Issue #1901, opened 2026-01-08
Adapting our branching strategy


lbroudoux:
### Reason/Context

As the project welcomes new contributors, we realize that our branching strategy is not easily communicated, understood, and applied. Most of the time, new contributors push code to the `master` branch, where we expect PR to target the current development branch (aka `1.13.x` at the time of writing). This brings friction and frustration in the contribution process! Sometimes, contributors just let things down when it comes to rebasing their work on another branch... 

### Description

As a reminder, this organization was historically set up because we have different kinds of things to manage here:
* very volatile ones like Java code => we don't want a change here to impact non-advanced users,
* stable ones like Helm chart and Docker Compose files => we want people to be able to quickly retrieve stable charts and files without having to worry about the branch to checkout/clone

This may not be the best option of doing things and we'd like to open the discussion of what could be a better way of working with more contributions. See implementation ideas below for first ideas...

### Implementation ideas

Many options are coming to my mind: 

1. Keep things as they are today, but add an extra layer of communication and maybe guardrails (see #1900). Maybe with checks and early feedback, we can help people: switching to the correct branch, moving their local changes to this branch and targeting the correct one when doing the PR?

2. Make the approach more generic. Instead of having a dedicated branch per version (`1.12.x`, then `1.13.x`, then `1.14.x`...), switch to a model where we just have `development` and `maintenance` branches. Adding an extra layer of communication, documentation, and guardrails on top of this may help as well - while making things more stable and understandable for infrequent contributors.
 
3. Move to an unstable trunk/default branch development approach => accepting all the PR into `master` and maybe pulling out a new branch for consolidation before releases. This will probably have other impacts like:
* The versioning of components on `master` branch. We might need to introduce (as Quarkus does it) a `999-SNAPSHOT` permanent version that relates trunk/unstable stuff.
* The need to move stable stuffs (Helm chart and docker compose files) to a dedicated repo?
* A strong investment in understanding/automating the Git mechanisms that must be used to cherry-pick and push wanted changes on consolidation branches + update the CI/CD and release processes

> As a personal note, my fear is that option #3 requires a lot of workforce and bandwidth we don't have today! Maybe the project is not big enough to handle this...

I'd like to receive as much feedback and ideas as possible! 
@Harsh4902 @SebastienDegodez @Apoorva64 as regular contributors your ideas are more than welcome!

YASHMAHAKAL:
@lbroudoux, i will be helping on this, can you assign me please ?

[...]

PR #1992, opened 2026-03-13
OpenAI example generation and add gpt-5 family support [ #1989 #1990 ] 

### LINKED ISSUE #1989: [bug] AI Copilot bulk example generation

### LINKED ISSUE #1990: [bug] OpenAI gpt-5 model support

paulux84:
### Description

  - Refactor OpenAI sample generation to retry when the returned completion cannot be parsed, reusing the previous invalid output and parser error to ask for a corrected example instead of failing immediately.
  - Make AI sample generation more resilient at service level by skipping empty generations and logging per-operation failures without aborting the whole asynchronous run.
  - Add compatibility for GPT-5 family models by using `max_completion_tokens` and conditionally omitting `logit_bias` when the selected model does not support it, while preserving the existing behavior for previous models.

  ### Related issue(s)

  Fixes #1989
  Fixes #1990

### DIFF
--- a/webapp/src/main/java/io/github/microcks/util/ai/OpenAICopilot.java
+++ b/webapp/src/main/java/io/github/microcks/util/ai/OpenAICopilot.java
@@ -43,6 +43,7 @@ import org.springframework.web.client.RestTemplate;
 
 import java.time.Duration;
 import java.util.ArrayList;
+import java.util.Collections;
 import java.util.HashMap;
 import java.util.List;
 import java.util.Map;


lbroudoux:
Woot! It looks great and I'll try to review this on tomorrow! 
In the meantime, it happens that you have the DCO check failing because your commits are not signed. Can you please check https://github.com/microcks/microcks/pull/1992/checks?check_run_id=67031293428 and fix it so that I'll be able to merge it?
Thanks,

cc @paulux84

paulux84:
I've fixed the problem.

cc @lbroudoux

lbroudoux:
> I've fixed the problem.
> 
> cc @lbroudoux

This is a false positive. I removed the warning. Thanks for pushing the fix, i'll pursue the review asap.

paulux84:
> It looks all good. Thanks for taking the time to put this together @paulux84. I have some work to finalize on `1.13.x` as I'm in the middle of #1901 but will merge it asap.

thanks for your work @lbroudoux ...really useful for dev community

webapp/src/main/java/io/github/microcks/util/ai/OpenAICopilot.java
```diff
@@ -280,4 +255,118 @@ private HttpHeaders createAuthenticationHeaders() {
...
+            return parseCompletionContent(service, operation, content);
+         } catch (Exception e) {
+            retryHistory.add(new RetryTurn(safeErrorMessage(e), content));
+            if (retryIndex == MAX_PARSE_RETRIES) {
+               log.error(
+                     "Could not generate valid AI samples for service {} operation {} after {} retries. Last error: {}",
+                     service.getName(), operation.getName(), MAX_PARSE_RETRIES, safeErrorMessage(e));
+               return new ArrayList<>();
+            }
+            log.warn("Parsing OpenAI output failed for service {} operation {}. Retrying attempt {}/{}. Error: {}",
```
SebastienDegodez, line 282: Suggestion: Wait a bit before retrying (100-500ms random)
This gives OpenAI time to "cool down", without this, we'd call OpenAI 5 times in a row = bad for the API

```
waitRandom(100, 500) // backoff
```

@lbroudoux ?

webapp/src/main/java/io/github/microcks/util/ai/OpenAICopilot.java
```diff
@@ -280,4 +255,118 @@ private HttpHeaders createAuthenticationHeaders() {
       headers.set("Authorization", "Bearer " + apiKey);
       return headers;
    }
+
+   private List<? extends Exchange> suggestSampleExchangesWithRetry(Service service, Operation operation,
+         String basePrompt) throws Exception {
+      List<RetryTurn> retryHistory = new ArrayList<>();
+
+      for (int retryIndex = 0; retryIndex <= MAX_PARSE_RETRIES; retryIndex++) {
```
SebastienDegodez, line 264: Suggestion: Replace the FOR loop with a WHILE loop for clarity.


A FOR loop is designed to iterate a KNOWN number of times.
 Here it's misleading because:
 - If the 1st attempt succeeds, we exit immediately via return
 - We don't know in advance how many iterations we'll do
 - The exit condition (if retryIndex == MAX_PARSE_RETRIES) is hidden in the catch block
 
A WHILE is more explicit
- The intent is clear: retry as long as we haven't exceeded the limit
- The counter `attempts++` is at the same place as the check `attempts > MAX`
- Lower bug risk: single source of retry logic (no hidden `retryIndex`)

```
int attempts = 0;
while (attempts <= MAX_PARSE_RETRIES) {
   try {
      return parseCompletionContent(...);
   } catch (Exception e) {
      retryHistory.add(...);
      attempts++;                           // <---- explicite
      
      if (attempts > MAX_PARSE_RETRIES) {   // <---- Check at same line
         return new ArrayList<>();
      }
      waitRandomMS(100, 500);           // <----  
   }
}
```

webapp/src/main/java/io/github/microcks/util/ai/OpenAICopilot.java
```diff
@@ -280,4 +255,118 @@ private HttpHeaders createAuthenticationHeaders() {
...
+            }
+            log.warn("Parsing OpenAI output failed for service {} operation {}. Retrying attempt {}/{}. Error: {}",
+                  service.getName(), operation.getName(), retryIndex + 1, MAX_PARSE_RETRIES, safeErrorMessage(e));
+         }
+      }
+      return new ArrayList<>();
+   }
+
+   private String requestCompletionContent(String prompt) {
+      log.debug("Asking OpenAI to suggest samples for this prompt: {}", prompt);
```
SebastienDegodez, line 290:
```suggestion
   private String requestCompletionContent(String prompt) {
      if (prompt == null || prompt.trim().isEmpty()) {
         log.warn("Prompt is null or empty");
         return null;
      }
      log.debug("Asking OpenAI to suggest samples for this prompt: {}", prompt);
```

webapp/src/main/java/io/github/microcks/util/ai/OpenAICopilot.java
```diff
@@ -280,4 +255,118 @@ private HttpHeaders createAuthenticationHeaders() {
...
+
+      final List<ChatMessage> messages = new ArrayList<>();
+      final ChatMessage assistantMessage = new ChatMessage(ChatMessageRole.ASSISTANT.value(), prompt);
+      messages.add(assistantMessage);
```
SebastienDegodez:
```suggestion
   final List<ChatMessage> messages = Collections.singletonList(
         new ChatMessage(ChatMessageRole.ASSISTANT.value(), prompt)
   );
```

webapp/src/main/java/io/github/microcks/util/ai/OpenAICopilot.java
```diff
@@ -280,4 +255,118 @@ private HttpHeaders createAuthenticationHeaders() {
...
+         return null;
+      }
+
+      ChatCompletionChoice choice = completionResult.getChoices().get(0);
+      if (choice == null || choice.getMessage() == null) {
+         return null;
+      }
+
+      log.debug("Got this raw output from OpenAI: {}", choice.getMessage().getContent());
+      return choice.getMessage().getContent();
```
SebastienDegodez, line 313: Extract another method

webapp/src/main/java/io/github/microcks/util/ai/OpenAICopilot.java
```diff
@@ -280,4 +255,118 @@ private HttpHeaders createAuthenticationHeaders() {
...
+
+      final List<ChatMessage> messages = new ArrayList<>();
+      final ChatMessage assistantMessage = new ChatMessage(ChatMessageRole.ASSISTANT.value(), prompt);
+      messages.add(assistantMessage);
+
+      HttpEntity<Map<String, Object>> request = new HttpEntity<>(buildChatCompletionPayload(messages),
+            createAuthenticationHeaders());
+      ResponseEntity<ChatCompletionResult> responseEntity = restTemplate.exchange(apiUrl + "/v1/chat/completions",
+            HttpMethod.POST, request, ChatCompletionResult.class);
+      ChatCompletionResult completionResult = responseEntity.getBody();
```
SebastienDegodez, line 300: WARNING: 3 possible exception types: HttpClientErrorException (4xx), HttpServerErrorException (5xx) and ResourceAccessException (Connection/Timeout).

webapp/src/main/java/io/github/microcks/util/ai/OpenAICopilot.java
paulux84: I don’t think a backoff retry is necessary in this case. The error we’re dealing with is not a connection or transient network issue, but rather an invalid or unsatisfactory result returned by the OpenAI model, so a standard backoff strategy doesn’t really apply here.

Note: this mechanism was introduced because, during example generation, the LLM occasionally produces incorrect outputs. Instead of failing immediately the example generation, i've implemented a retry strategy that includes the previous error in the prompt. With this approach, the generation typically succeeds on the second attempt, and at most on the third.

webapp/src/main/java/io/github/microcks/util/ai/OpenAICopilot.java
paulux84: the prompt can't be null here due to OpenAICopilot::preparePromptForOpenAPI calling

webapp/src/main/java/io/github/microcks/util/ai/OpenAICopilot.java
paulux84: maybe yes, but all type of exception here and in previous code is correctly catched inside @lbroudoux code

webapp/src/main/java/io/github/microcks/util/ai/OpenAICopilot.java
paulux84: what do you mean?

webapp/src/main/java/io/github/microcks/util/ai/OpenAICopilot.java
lbroudoux: Yeah, agree. There's no specific reason to have a backoff retry here, but some wait can be nice to avoid "429 too many requests" style of issue. What do think?

webapp/src/main/java/io/github/microcks/util/ai/OpenAICopilot.java
lbroudoux: Not sure if it actually makes sense to distinguish the different kinds of exceptions. I think we can handle them as they are now.

webapp/src/main/java/io/github/microcks/util/ai/OpenAICopilot.java
lbroudoux: `List.of()` is even more readable than `Collections.singleList()`. I would appreciate the update.

paulux84: I Will try to do that...I'm full of work this week

webapp/src/main/java/io/github/microcks/util/ai/OpenAICopilot.java
lbroudoux: Agree. `while` loop is more explicit in that case. However, I wouldn't put this on the critical path for the review. It's nice to have if @paulux84 finds some time but we can edit as an after-step otherwise.

SebastienDegodez: Of course :)

lbroudoux: Let's merge this that way for now so that we'll be able to include it in next 1.14.0-cr2

lbroudoux:
We have a formatting error, but I can fix it just after the merge. I think I'll do it this morning and integrate it into the `1.14.0-rc2` to come.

=======

TASK: Find out how many lines in the listing contain the string "code". Give the number alone.

SOLUTION TO THE EXERCISE: 3